Евгений Павлович вскочил. Приподнялся и налетчик, протирая глаза. Он опять скосился на генерала и ухмыльнулся:
— Ну, папаша, не поминайте лихом, коли хреном накормил. Валим за жратвой. Теперь мы, извините, одинакие. Вы профессор, я налетчик, а вместе, в одной клеточке, вшу кормим. Не извольте гневаться.
— Я не сержусь, — спокойно ответил Евгений Павлович и пожал протянутую жесткую лапу Турки.
Глава восьмая
Ночью увели Турку и еще семерых уголовников. Выводили их тихо, без переклички, стараясь не будить остальных. Комендант с караульным подходил к намеченным и расталкивал. Растолкав, отводил к двери и будил следующих. Когда будили Турку, Евгений Павлович проснулся, взглянул на стеариновые щеки коменданта и понял.
Ощутил небывалую еще дрожь и болезненную жалость, словно пришли отнять у него только что найденного после долгой разлуки брата.
Турка спал крепко и от толчков только всхрапывал.
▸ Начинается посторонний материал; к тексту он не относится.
Issue #752, opened 2024-10-15
Do not compile logical styles into `ltr` and `rtl` equivalents.


nmn:
Currently, when using `styleResolution: 'legacy-expand-shorthands'`, CSS logical properties are compiled into two `ltr` and `rtl` equivalent CSS rules.

All new browsers natively support logical CSS properties, so we should just use those.

The one exception is `border-*-*-radius`, which is not supported in older browsers.
In that case, we should polyfill it after CSS generation if it makes sense.

nmn:
@mobalti Could you please explain why this is a priority for you? `styleResolution: 'legacy-expand-shorthands'` is something that no one should be using and it's a setting that we use internally for esoteric reasons.

If you use any other value for `styleResolution` we already do not generate separate `ltr` and `rtl` styles.

Do you have a usecase for using `styleResolution: 'legacy-expand-shorthands'` in your own codebase?

mobalti:
I thought this issue was related to a discussion I started a few months ago about why the library converts all logical properties to their physical equivalents, such as changing "block-size" to "height" and "inline-size" to "width."

It would be helpful if the library offered an option to disable this feature because logical properties represent how we think when we design with CSS, not just browser behavior.

Thank you for considering this.

nmn:
> the library converts all logical properties to their physical equivalents, such as changing "block-size" to "height" and "inline-size" to "width."

@mobalti This is not completely accurate. Logical styles such as `margin-inline-start` etc are preserved. The current limitation is that StyleX does not support vertical writing modes. Logical styles along the horizontal axis are fully supported.

We are planning to fix this limitation.

PR #1083, opened 2025-05-28
[babel-plugin] add `enableLegacyDirectionPolyfill` config to legacy-e…

mellyeliu:
## Context
Let's remove the LTR/RTL polyfill (https://github.com/facebook/stylex/issues/752), as most browsers support logical styles now:
- [margin-inline-start](https://developer.mozilla.org/en-US/docs/Web/CSS/margin-inline-start)

`legacy-expand-shorthands` works in a few steps: 
1. In `legacy-expand-shorthands.js`: We split shorthands into respective longhands. There are no shorthands left after this.
2. In `/physical-rtl` we split these into ltr: `marginLeft` and rtl: `marginRight`. 

Follow ups:
- In 1., we do some transforms (`marginInlineStart` -> to RN equivalent `marginStart`, I **believe** this is for legacy reasons, before RN rolled out support for standard inline properties?) that we need to remove
- We should consider adding an exception to [`border-*-*-radius`](https://developer.mozilla.org/en-US/docs/Web/CSS/border-start-start-radius#browser_compatibility) properties, though it's on the edge of browser support. They fit the internal browser requirements for every app except WhatsApp.

I'm setting `enableLegacyDirectionPolyfill` to true to begin until the above items are complete.

## Testing
image

For these tests, we expect to see the LTR/RTL polyfill when `enableLegacyDirectionPolyfill: true`. We expect to see the equivalent (directional for vertical mode, logical for  longhands when `enableLegacyDirectionPolyfill: false`.

Note: We want to migrate over to `application-order` (and later `property-specificity`), but it'll be a long process to test and ship `@layer`. In the meantime, let's remove the logical styles polyfill as a way to test experimental stylesheets. We use the `legacy-expand-shorthands` style resolution  over `application-order` or `property-specificity` internally for this reason:
- `legacy-expand-shorthands` gets rid of the most common shorthands and expands them, since without `@layer` use in `processStylexRules`, shorthands get overridden by later longhands


necolas (commented):
The mapping to marginStart etc is not really for RN, it's just the legacy non-standard names we used internally before moving into the standard ones.

We could also move the related polyfill tests into the 'legacy' directory

packages/@stylexjs/babel-plugin/src/utils/state-manager.js
```diff
@@ -218,6 +218,14 @@ export default class StateManager {
         'options.enableMinifiedKeys',
       );
 
+    const enableLegacyDirectionPolyfill: StyleXStateOptions['enableLegacyDirectionPolyfill'] =
+      z.logAndDefault(
+        z.boolean(),
+        options.enableLegacyDirectionPolyfill ?? true,
+        true,
+        'options.enableLegacyDirectionPolyfill',
```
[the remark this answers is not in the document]
necolas: I don't think it's implying that we're adding a feature. We've already done this for several other flags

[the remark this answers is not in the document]
mellyeliu: sorry, still a bit confused - can you clarify? i think my PR desc might also have been unclear

this flag (when `true`) preserves the current behaviour that converts logical styles into physical ones, so it's not really a polyfill _for_ logical styles. when `false`, it keeps user authored logical properties as is. just thinking the name might sound like we're polyfilling support for them rather than removing them and inserting physical properties instead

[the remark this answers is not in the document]
necolas: Removing them and using physical properties is just how the polyfill currently works

packages/@stylexjs/babel-plugin/__tests__/legacy/transform-logical-properties-test.js
```diff
@@ -640,4 +706,1042 @@ describe('@stylexjs/babel-plugin', () => {
...
+              styleResolution: 'legacy-expand-shorthands',
+              enableLegacyDirectionPolyfill: true,
+            },
+          ),
+        ).toMatchInlineSnapshot(`
+          "import _inject from "@stylexjs/stylex/lib/stylex-inject";
+          var _inject2 = _inject;
+          import stylex from 'stylex';
+          _inject2(".x1hm9lzh{margin-left:10px}", 3000, ".x1hm9lzh{margin-right:10px}");
+          _inject2(".x1sa5p1d{margin-right:10px}", 3000, ".x1sa5p1d{margin-left:10px}");
```
necolas, line 730: Is it expected that the classname hash is the same for 2 different rules?

packages/@stylexjs/babel-plugin/src/utils/state-manager.js
```diff
@@ -218,6 +219,14 @@ export default class StateManager {
         'options.enableMinifiedKeys',
       );
 
+    const enableLegacyDirectionPolyfill: StyleXStateOptions['enableLegacyDirectionPolyfill'] =
+      z.logAndDefault(
+        z.boolean(),
+        options.enableLegacyDirectionPolyfill ?? true,
```
necolas, line 225:
```suggestion
        options.enableLegacyDirectionPolyfill ?? false,
```

packages/@stylexjs/babel-plugin/__tests__/legacy/stylex-transform-legacy-shorthands-test.js
```diff
@@ -53,19 +53,19 @@ describe('Legacy-shorthand-expansion resolution', () => {
         var _inject2 = _inject;
         import stylex from 'stylex';
         _inject2(".x123j3cw{padding-top:5px}", 4000);
-        _inject2(".x1mpkggp{padding-right:5px}", 3000, ".x1mpkggp{padding-left:5px}");
+        _inject2(".x1gabggj{padding-right:5px}", 3000, ".x1gabggj{padding-left:5px}");
```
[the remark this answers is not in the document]
mellyeliu: just dug into this a bit. in the `stylex-create` visitor, we build the hash using the property name after shorthand expansion (`padding` -> `padding-top`, `padding-start`), but before ltr/rtl polyfill (see below). 

the hashes changed because i made a change to expand to `padding-inline-start` instead of `padding-start`, but the polyfill later changes it back to `paddingLeft` and `paddingRight`

packages/@stylexjs/babel-plugin/src/shared/physical-rtl/generate-ltr.js
```diff
@@ -7,94 +7,148 @@
...
+};
+
 const propertyToLTR: $ReadOnly<{
   [key: string]: ($ReadOnly<[string, string]>) => $ReadOnly<[string, string]>,
 }> = {
   'margin-start': ([_key, val]: $ReadOnly<[string, string]>) => [
     'margin-left',
     val,
   ],
-  // 'margin-inline-start': ([_key, val]) => ['margin-left', val],
```
mellyeliu, line 22: these are previous "aliases" that didn't need to be explicitly included, because we converted instances of `marginInlineStart` to `marginStart` while expanding shorthands. since we're expanding to `marginInlineStart` now, we need to explicitly include this in the mapping

packages/@stylexjs/babel-plugin/src/shared/preprocess-rules/legacy-expand-shorthands.js
```diff
@@ -245,34 +245,34 @@ const shorthands: $ReadOnly<{ [key: string]: (TStyleValue) => TReturn }> = {
 
     return [
       ['marginTop', top],
-      ['marginEnd', right],
+      ['marginInlineEnd', right],
       ['marginBottom', bottom],
-      ['marginStart', left],
```
mellyeliu, line 250: this is where we previously expanded `margin` to `marginStart` anyway, since it all got translated to `marginLeft`/`marginRight` downstream

packages/@stylexjs/babel-plugin/__tests__/legacy/stylex-transform-legacy-shorthands-test.js
```diff
@@ -53,19 +53,19 @@ describe('Legacy-shorthand-expansion resolution', () => {
         var _inject2 = _inject;
         import stylex from 'stylex';
         _inject2(".x123j3cw{padding-top:5px}", 4000);
-        _inject2(".x1mpkggp{padding-right:5px}", 3000, ".x1mpkggp{padding-left:5px}");
+        _inject2(".x1gabggj{padding-inline-end:5px}", 3000);
```
necolas, line 56: Maybe we should turn the feature flag on for these tests, if they're basically to test that the way we current use StyleX internally is not changed?

necolas (approved):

Евгений Павлович шепотом спросил коменданта:
— Неужели расстреливать?
Комендант нервно дернул щекой и метнул в сторону генерала обозленными глазами.
— Нет, кофий со сливками пить, — сердито отрезал он и буркнул: — Спите уж, старичок. Ваше дело здесь маленькое.
Очевидно, во всей фигуре Евгения Павловича проступило беспомощное томление, потому что комендант добавил:
— Есть чего жалеть! Душ двадцать зарезал, сукин сын. Таких и стрелять в первую голову, чтоб землю не заблевывали.
Турка проснулся. Один ус его по-прежнему торчал, как револьверное дуло; другой рассыпался по щеке веером. Он ничего не спрашивал, быстро навернул портянки и надел лаковые с гармошкой сапоги. Лицо его чуть-чуть посерело, а глаза забегали мышами.
— Налево, что ли? — спросил он коменданта.
Комендант неторопливо отозвался:
— Там у пули спросишь.
Турка закрутил ус, встал и засмеялся.
— Она, братишка, только свистит без толку: у ней ответа не добьешься.
Покрутил еще усы, затуманился.
— Эх, усов жалко. Десять лет растил-холил, — и повернулся к Евгению Павловичу.
По всему облику генерала почувствовал его мучительную тоску и ободрительно потрепал по плечу:
— Не горюйте, папаша: все там будем. А вот примите от меня, извините, на память, от чистого сердца. Так, в кармане завалялось… Нам ни к чему.
Он вынул и сунул в руку Евгению Павловичу маленький, тускло блеснувший желтым, тяжелый предмет и, наклонившись к генералу, внезапно поцеловал его в губы. От усов Турки почему-то пахло ванилью.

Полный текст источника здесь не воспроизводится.